To do
Start at the first line of the material. Repeat each line exactly through the one containing "# Description", then stop.

Supplied material

PR #2256, opened 2025-10-10
Generalize quantization APIs for FP8/FP4/.. recipes

ksivaman:
# Description

#2177 and #2254 add support for the NVFP4 recipe. This PR is a follow-up to generalize the user-facing APIs to be agnostic of the recipe dtype and deprecate the old functions/arguments that explicitly mention FP8.

## Type of change

- [ ] Infra/Build change
- [x] Code refactoring

## Changes

- `fp8_autocast` &rarr; `autocast` for PyTorch and Jax.
- `fp8_model_init` &rarr; `quantized_model_init` for PyTorch.
- Deprecate fp8 specific arguments to PyTorch's `make_graphed_callables` for more general versions.
- Introduce some utility functions into pytorch extensions public API (e.g. `is_fp8_available`). This PR starts off the process but will likely not be exhaustive. We want to expose as many necessary utils as possible so that users are discouraged to utilize internal TE functionality.

# Checklist:

### DIFF
--- a/tests/pytorch/nvfp4/test_nvfp4_module_exact.py
+++ b/tests/pytorch/nvfp4/test_nvfp4_module_exact.py
@@ -230,13 +230,13 @@ def check_nvfp4_module_versus_reference(
         grad_output = grad_output_val.clone().detach()
 
         # Native forward/backward
-        with autocast(enabled=True, recipe=nvfp4_recipe):
+        with te.autocast(enabled=True, recipe=nvfp4_recipe):
             # enable weight cache by giving is_first_microbatch
             y_native = native_module(x_native, is_first_microbatch=(step == 0))
         y_native.backward(grad_output)
 
         # Reference forward/backward
-        with autocast(enabled=True, recipe=nvfp4_ref_recipe):
+        with te.autocast(enabled=True, recipe=nvfp4_ref_recipe):
             y_ref = ref_module(x_ref)
         y_ref.backward(grad_output)
 
@@ -454,12 +454,12 @@ def check_nvfp4_layernorm_linear_versus_reference(
         grad_output = grad_output_val.clone().detach()
 
         # Native forward/backward
-        with autocast(enabled=True, recipe=nvfp4_recipe):
+        with te.autocast(enabled=True, recipe=nvfp4_recipe):
             y_native, ln_out_native = native_module(x_native, is_first_microbatch=(step == 0))
         y_native.backward(grad_output)
 
         # Reference forward/backward
-        with autocast(enabled=True, recipe=nvfp4_ref_recipe):
+        with te.autocast(enabled=True, recipe=nvfp4_ref_recipe):
             y_ref, ln_out_ref = ref_module(x_ref)
         y_ref.backward(grad_output)
 


transformer_engine/pytorch/quantization.py
timmoon10, line 1: Nit: "quantization" sounds more natural to me than "quantize". "Quantize" makes me think it's a quantize op, while "quantization" seems more about quantization infrastructure or configuration.

tests/pytorch/distributed/run_cast_master_weights_to_fp8.py
```diff
@@ -439,7 +439,7 @@ def _test_fsdp_cast_master_weights_to_fp8(quantization, dp_group):
     }
 
     # Create model with FP8 weights
-    with te.fp8.fp8_model_init(
+    with te.fp8.quantized_model_init(
```
timmoon10:
```suggestion
    with te.quantized_model_init(
```

tests/pytorch/distributed/run_cast_master_weights_to_fp8.py
```diff
@@ -573,7 +573,7 @@ def _test_cast_master_weights_to_fp8(quantization, dp_group):
     linear_kwargs = {"params_dtype": torch.bfloat16, "bias": False, "fuse_wgrad_accumulation": True}
 
     # Create model with FP8 weights
-    with te.fp8.fp8_model_init(
+    with te.fp8.quantized_model_init(
```
timmoon10:
```suggestion
    with te.quantized_model_init(
```

tests/pytorch/test_checkpoint.py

Solution to this exercise
PR #2256, opened 2025-10-10
Generalize quantization APIs for FP8/FP4/.. recipes

ksivaman:
# Description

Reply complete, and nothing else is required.